§ How to complete this task: Word for word, restate the lines from the start of the data below through the line containing "In this PR I".

(Dataset Opens)

PR #29, opened 2023-09-13
Ambient Extractor - Part I

kayibal:
In this PR I fully implement Ambient Extractor and hook it up to main.rs, so it runs fine now and inserts all the data we expect into the database.

_The commits contain a lot of restructuring work. So unless you are interested how I arrived at the current solution this is best reviewed as a single diff._

## Gateway Interface Changes

To make the extractor DB interactions a bit nicer and make future extractors easier to add, the changed the following:

- Added a new generic type which represents delta changes to an account
- Removed any method operating solely on slots
- Added support to retrieve delta changes for accounts
- Added separate methods to insert contracts and update contracts using deltas. This way, extractors are not required to keep a local state of all the accounts they extract. It also reduces the amount of database queries required to update a contract.

### DIFF
--- a/src/extractor/evm/mod.rs
+++ b/src/extractor/evm/mod.rs
@@ -19,12 +19,12 @@ use serde::{Deserialize, Serialize};
 
 use super::ExtractionError;
 
-#[derive(Debug)]
+#[derive(Debug, Clone, Deserialize, Serialize)]
 pub struct SwapPool {}
 
 pub struct ERC20Token {}
 
-#[derive(Debug, PartialEq, Copy, Clone)]
+#[derive(Debug, PartialEq, Copy, Clone, Deserialize, Serialize)]
 pub struct Block {
     pub number: u64,
     pub hash: H256,
@@ -150,7 +150,7 @@ impl AccountUpdate {
     }
 }
 
-#[derive(Debug)]
+#[derive(Debug, Clone, Deserialize, Serialize)]
 pub struct BlockAccountChanges {
     extractor: String,
     chain: Chain,


src/extractor/evm/ambient.rs
```diff
@@ -31,28 +47,201 @@ impl<DB> AmbientContractExtractor<DB> {
...
+        debug!("Upserting block: {:?}", &changes.block);
+        self.state_gateway
+            .upsert_block(&changes.block, conn)
+            .await?;
+        for update in changes.tx_updates.iter() {
+            debug!("Processing tx: 0x{:x}", &update.tx.hash);
+            self.state_gateway
+                .upsert_tx(&update.tx, conn)
+                .await?;
+            if update.tx.hash == H256(DEPLOY_TX) {
```
zizou0x, line 115: How does this work?

src/extractor/evm/ambient.rs
```diff
@@ -31,28 +47,201 @@ impl<DB> AmbientContractExtractor<DB> {
...
+        let mut conn = self.pool.get().await.unwrap();
+        conn.transaction(|conn| {
+            async move {
+                self.forward(changes, new_cursor, conn)
+                    .await
+            }
+            .scope_boxed()
+        })
+        .await?;
+        Ok(())
```
zizou0x, line 167: I think we can just do `.await` here

migrations/2023-08-15-154244_tycho_initial_setup/up.sql
```diff
@@ -429,7 +429,8 @@ BEGIN
     WHERE
         valid_to IS NULL
         AND account_id = NEW.account_id
-        -- we run this as an after insert trigger so we can use upserts
+        -- running this after inserts allows us to use upserts, 
+        -- currently the application does not use that though
```
carloszanella, line 433: currently, or after this PR?

carloszanella: this applies only to contract code and account balance?

src/extractor/evm/ambient.rs
```diff
@@ -31,28 +47,201 @@ impl<DB> AmbientContractExtractor<DB> {
...
 #[async_trait]
-trait AmbientGateway: Send + Sync {
+pub trait AmbientGateway: Send + Sync {
     async fn get_cursor(&self, name: &str, chain: Chain) -> Result<Vec<u8>, StorageError>;
     async fn upsert_contract(
         &self,
-        changes: evm::BlockStateChanges,
-        new_cursor: &[u8],
+        changes: &evm::BlockStateChanges,
+        new_cursor: &str,
```
zizou0x, line 63: What is this cursor used for?

src/extractor/evm/ambient.rs
```diff
@@ -20,6 +34,8 @@ pub struct AmbientContractExtractor<G> {
     gateway: G,
     name: String,
     chain: Chain,
+    // TODO: There is not reason this needs to be shared
+    // try removing the Mutex
     inner: Arc<Mutex<Inner>>,
```
carloszanella, line 39: what is inner for? maybe some short docs but also happy with just an answer to the question here

src/storage/postgres/mod.rs
```diff
@@ -286,6 +316,92 @@ impl<B, TX, A> PostgresGateway<B, TX, A> {
...
+    TX: StorableTransaction<orm::Transaction, orm::NewTransaction, i64>,
+    D: ContractDelta,
+    A: StorableContract<orm::Contract, orm::NewContract, i64>,
+{
+    // No methods in here - this just ties everything together
+}
+
+/// Establishes a connection to the database and creates a connection pool.
+///
+/// This function takes in the URL of the database as an argument and returns a pool
```
zizou0x, line 341: Reading this, it's not clear to me what this "pool of connections" is used for. Is it documented somewhere? 
Intuitively I would expect a single connection to the database.

src/extractor/evm/ambient.rs
kayibal: This is a bit hacky but it basically will create the ambient account if it sees the deployment transaction (which is hardcoded). We'll later have to add a flag that will let us know if an account was updated, created or destroyed.

src/extractor/evm/ambient.rs
kayibal: https://substreams.streamingfast.io/developers-guide/sink-targets/substreams-sink-files#cursors

src/storage/postgres/mod.rs
kayibal: https://github.com/djc/bb8

> Opening a new database connection every time one is needed is both inefficient and can lead to resource exhaustion under high traffic conditions. A connection pool maintains a set of open connections to a database, handing them out for repeated use.

src/storage/mod.rs
```diff
@@ -575,25 +567,85 @@ pub trait StorableContract<S, N, I>: Send + Sync + 'static {
...
+    /// # Returns
+    /// - Result containing the instance of the `ContractDelta` implementation if successful, and a
+    ///   `StorageError` if there was an issue reading from storage.
+    fn from_storage(
+        chain: Chain,
+        address: AddressRef,
+        slots: Option<&ContractStore>,
+        balance: Option<&[u8]>,
+        code: Option<&[u8]>,
+    ) -> Result<Self, StorageError>;
```
carloszanella, line 598: don't you need a period? I might be confusing what you mean with delta here. First thought was this is a difference in state between two points

src/storage/mod.rs
```diff
@@ -732,18 +781,17 @@ pub trait ContractStateGateway {
...
     ///
     /// # Returns
-    /// A map containing the necessary changes to update a state from
-    /// start_version to end_version.
+    /// A map containing the necessary changes to update a state from start_version to end_version.
     /// Errors if:
     ///     - The versions can't be located in storage.
     ///     - There was an error with the database
-    async fn get_slots_delta(
+    async fn get_account_delta(
```
carloszanella, line 788: > Removed any method operating solely on slots

Why does this make it nicer to add new extractors? Would like to understand the reasoning a bit more

src/storage/mod.rs
```diff
@@ -767,12 +815,13 @@ pub trait ContractStateGateway {
 pub trait StateGateway<DB>:
     ExtractionStateGateway<DB = DB>
     + ChainGateway<DB = DB>
-    + ProtocolGateway<DB = DB>
+    // + ProtocolGateway<DB = DB>
```
carloszanella, line 818: leaving the comment?

src/storage/mod.rs
```diff
@@ -767,12 +815,13 @@ pub trait ContractStateGateway {
...
     + ContractStateGateway<DB = DB>
     + Send
     + Sync
 {
 }
 
-pub type StateGatewayType<DB, B, TX, T, C> =
-    Arc<dyn StateGateway<DB, Transaction = TX, Block = B, Token = T, ContractState = C>>;
+pub type StateGatewayType<DB, B, TX, C, D> =
+    Arc<dyn StateGateway<DB, Transaction = TX, Block = B, ContractState = C, Delta = D>>;
```
carloszanella, line 827: why is token no longer needed?

src/storage/postgres/chain.rs
```diff
@@ -144,21 +148,23 @@ impl StorableBlock<orm::Block, orm::NewBlock, i64> for evm::Block {
 
 impl StorableTransaction<orm::Transaction, orm::NewTransaction, i64> for evm::Transaction {
     fn from_storage(val: orm::Transaction, block_hash: &[u8]) -> Self {
+        let to = if !val.to.is_empty() { Some(H160::from_slice(&val.to)) } else { None };
         Self {
             hash: H256::from_slice(&val.hash),
             block_hash: H256::from_slice(block_hash),
             from: H160::from_slice(&val.from),
-            to: H160::from_slice(&val.to),
+            to,
```
carloszanella, line 156: this being empty is a contract creation transaction?

src/storage/postgres/mod.rs
```diff
@@ -158,6 +163,23 @@ where
...
+            use schema::chain::dsl::*;
+            chain
+                .select((id, name))
+                .load(&mut conn)
+                .await
+                .expect("Failed to load chain ids!")
+        }
+        .await;
+        Ok(Self::from_tuples(&results))
+    }
```
carloszanella, line 182: hmm I didn't look in detail at this before but this enum class is a very generic util it seems. I find it a bit weird to have a method referring to `Pool` here

carloszanella: oh damn just saw that Pool comes from dsl.. ok makes more sense now

src/storage/postgres/orm.rs
```diff
@@ -415,7 +415,7 @@ impl ContractCode {
 #[diesel(check_for_backend(diesel::pg::Pg))]
 pub struct NewContractCode<'a> {
     pub code: &'a [u8],
-    pub hash: &'a [u8],
+    pub hash: Vec<u8>,
```
carloszanella, line 418: can you explain this change? 

Didn't we have a type alias for hash? maybe we could have type aliases for ORM fields too because I had some struggle onboarding the DB with these types..

src/storage/postgres/orm.rs
```diff
@@ -456,7 +456,7 @@ impl NewContract {
         modify_ts: NaiveDateTime,
     ) -> NewAccountBalance {
         NewAccountBalance {
```
carloszanella, line 458: I didn't see the PR where this struct was added. I see some explanation in comments but I still didn't get why we need it for, therefore I can't assess the change that adds `self.balance.clone()`.

Can you explain what we need this struct for?

src/main.rs
```diff
@@ -61,143 +68,38 @@ async fn main() -> Result<(), Error> {
...
+    let ambient_gw = AmbientPgGateway::new("vm:ambient", Chain::Ethereum, pool, evm_gw);
+    let extractor =
+        AmbientContractExtractor::new("vm:ambient", Chain::Ethereum, ambient_gw).await?;
+
+    let builder = ExtractorRunnerBuilder::new(spkg, Arc::new(extractor))
+        .start_block(17361664)
+        // for testing only
+        .end_block(17362000);
+    let handle = builder.run().await?;
+    Ok(handle)
```
carloszanella, line 102: do we want to have all extractors code on main.rs in the future?

src/extractor/evm/mod.rs
```diff
@@ -79,46 +89,287 @@ impl Account {
...
+            return Err(ExtractionError::Unknown(format!(
+                "Can't merge AccountUpdates from the same transaction: {:x}",
+                self.tx.hash
+            )))
+        }
+        if self.tx.index > other.tx.index {
+            return Err(ExtractionError::Unknown(format!(
+                "Can't merge AccountUpdates with lower transaction index: {} > {}",
+                self.tx.index, other.tx.index
+            )))
```
carloszanella, line 204: couldn't we do `other.merge` on this case?

carloszanella: maybe nice to document assumption that other comes _after_ self?

src/storage/postgres/contract_state.rs
```diff
@@ -120,20 +161,412 @@ impl<T> Deref for WithTxHash<T> {
...
+where
+    B: StorableBlock<orm::Block, orm::NewBlock, i64>,
+    TX: StorableTransaction<orm::Transaction, orm::NewTransaction, i64>,
+    D: ContractDelta,
+    A: StorableContract<orm::Contract, orm::NewContract, i64>,
+{
+    /// Retrieves deltas for any accounts balance changes.
+    ///
+    /// See [`ContractStateGateway::get_account_deltas`] for more information.
+    async fn get_balance_deltas(
```
carloszanella, line 174: why does "get_balance_deltas" points me to "get_account_deltas"? Same for the others below

src/storage/postgres/contract_state.rs
```diff
@@ -551,187 +1065,28 @@ where
...
-        }
-        diesel::insert_into(schema::contract_storage::table)
-            .values(&new_entries)
-            .execute(conn)
-            .await?;
-        Ok(())
-    }
-
-    async fn get_slots_delta(
+    async fn get_account_delta(
```
carloszanella, line 1068: I think this one could use a reference to the trait, and maybe some comments on its implementation?

src/storage/postgres/contract_state.rs
```diff
@@ -105,6 +100,52 @@ impl StorableContract<orm::Contract, orm::NewContract, i64> for evm::Account {
...
+
+        let update = evm::AccountUpdate::new(
+            parse_id_h160(address)?,
+            chain,
+            slots,
+            balance.map(U256::from_big_endian),
+            code.map(|v| v.to_vec()),
+        );
+        Ok(update)
+    }
```
carloszanella, line 146: I expected some diesel query on the `from_storage` method

src/storage/postgres/contract_state.rs
```diff
@@ -364,126 +805,199 @@ where
...
-            // We do not want to make a noop update as this might cause db side
-            // triggers to fire unnecessarily.
-            schema::account::table
-                .filter(schema::account::address.eq(new.address()))
-                .filter(schema::account::chain_id.eq(chain_id))
-                .select(schema::account::id)
-                .first::<i64>(db)
-                .await?
-        };
+            let slots = delta.dirty_slots();
```
carloszanella, line 963: do you prefer "dirty" over other options? like updated, modified, changed

migrations/2023-08-15-154244_tycho_initial_setup/up.sql
kayibal: > Added separate methods to insert contracts and update contracts using deltas.

Yes, I got rid of upserts - they require the "upserter" to have the complete state present - which is kind of cumbersome. I think I'll keep the triggers as they are though in case we ever need the upserts back.

src/extractor/evm/ambient.rs
kayibal: I only store the cursor there. I initially thought that this state might need to be shared but I don't think it needs to be. So I can probably remove that - although that would mean changing the Extractors interface. I will circle back to this once the first iteration of Tycho is complete.

src/storage/mod.rs
kayibal: It is; A difference between two points. The points usually being the start and end of a transaction, although there is nothing preventing us to do bigger periods. 

The delta itself does not store information about which start and end points it spans over, atm this is contained in the BlockAccountChanges struct:

```rust
#[derive(Debug)]
pub struct BlockAccountChanges {
    extractor: String,
    chain: Chain,
    pub block: Block,
    pub new_pools: HashMap<H160, SwapPool>,
}
```

With `AccountUpdate` Implementing the `ContractDelta` trait for PostgresGateway.

src/storage/mod.rs
kayibal: You can see here how the AmbientExtractor looks like before that change: https://github.com/propeller-heads/tycho-indexer/blob/b2e2e0a1ec51ee61c83cff0b95b4790c90862130/src/extractor/evm/ambient.rs#L205

src/storage/mod.rs
kayibal: Yes because we currently do not implement `ProtocolGateway` trait for `PostgresGateway`. So for types to work out properly this can't be included yet.

src/storage/mod.rs
kayibal: We have no concept of token atm - we just extract the state of ambient. I don't think we will make all the pool metadata extraction still within this mission. So I commented those bits out.

src/storage/postgres/chain.rs
kayibal: Yes if the contract was directly created by an EOA the to can be empty I think... I have to double check that. In the end this did not work out for ambient, cause the contract was deployed by calling another contract. So yeah.. we'll need to set flags for this in the substreams spkgs.

src/storage/postgres/mod.rs
kayibal: This is a connection Pool, Flo also asked about it: 

https://github.com/propeller-heads/tycho-indexer/pull/29#discussion_r1324369366

src/storage/postgres/orm.rs
kayibal: What do you mean by onboarding?

About the change: So previously I would have an `Account` struct (which owns code bytes `code: Vec<u8>`) and would then directly send the query to the DB, so I could use a reference here (because Account still exists while I send the query). 

Now I batch things and the code is only available within the loop so the `NewContractCode` needs to own the code bytes that it will later insert. At least that was the easiest way without doing more complicated stuff.

src/storage/postgres/orm.rs
kayibal: Same reason as for `NewContract` code, because query and construction of values are decoupled, things are easier if the "New" structs own the data they will insert.

I basically put these structs in vectors and later send all the updates for that table in a single query.

src/main.rs
kayibal: Later this will likely be parsed from a configuration file.

src/extractor/evm/mod.rs
kayibal: We can't else I'd need to consume both values. I don't remember now the exact reason why this wasn't nice though...

src/storage/postgres/contract_state.rs
kayibal: Because that describes the context within this method is used.

src/storage/postgres/contract_state.rs
kayibal: Hm I guess I could mention the trigger stuff there... although that is already mentioned in the module level docs. Not sure what would you like to see here?

src/storage/postgres/contract_state.rs
kayibal: Why? This just parses the types we get from storage into more use case specific types (evm ones in that case).

src/storage/postgres/contract_state.rs
kayibal: There is a lot of ambiguity here. I am not 100% happy with all the namings yet. E.g. slots, store, storage.... I will keep working on this.

Updated could work but then it is confusing because we are already trying to update the database int his case.... I feel modified and changed is not specific enough. "dirty" is usually used in programming to indicate there was a change that has not been fully reflected yet in long term storage ... But I guess that is a preference thing in the end-

src/storage/postgres/contract_state.rs
carloszanella: It sounds like you load from storage? That's why I expected it to do queries. If you mean like a ORM of sorts maybe this interface should take in as parameter a storage struct that contains these storage types?
```
    /// Loads a `ContractDelta` from storage given a chain, address reference,
     /// optional slots, balance, and code.
```

src/storage/postgres/contract_state.rs
carloszanella: Does this link point you to the trait definition of account delta or to the implementation done here? Because the trait definition mentions no "get_balance_delta" so it would kind of lead to a dead end if you went there looking for explanations on this method

src/storage/postgres/orm.rs
carloszanella: I mean about onboarding on the codebase, getting familiar with it. I would see a Vec<u8> on the DB for example and didn't know what type it was supposed to be. I think type aliases help a lot to document it

kayibal: I mean the type `Vec<u8>` is bytes, I guess you mean it is unclear what these bytes represent semantically right? E.g is this `tx: Vec<u8>` a hash or a rlp encoded tx?

src/storage/postgres/contract_state.rs
kayibal: It leads to the trait, but yeah there is no detailed description about balances or code. But it describes what the method does in a higher level. But it basically boils down to exactly what is mentioned in the traits docs:


```
    /// Given start version V1 and end version V2, this method will return the
    /// changes necessary to move from V1 to V2. So if V1 < V2, it will contain
    /// the changes of all accounts that changed between the two versions with the
    /// values corresponding to V2. If V2 < V1 then it will contain all the
    /// slots that changed between the two versions with the values corresponding to V1.
```

I''change the doc to say something like:
```
See [`ContractStateGateway::get_account_deltas`] for more information on the version timestamp semantics.
```

src/storage/postgres/contract_state.rs
kayibal: I will change `"Loads"` to `"Converts"` to make it clear, we can later if needed change this to take a generic type parameter representing the object in storage, but for now I think this is better solved with docs.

(Dataset Closes)

§ Answer for the task:
PR #29, opened 2023-09-13
Ambient Extractor - Part I

kayibal:
In this PR I fully implement Ambient Extractor and hook it up to main.rs, so it runs fine now and inserts all the data we expect into the database.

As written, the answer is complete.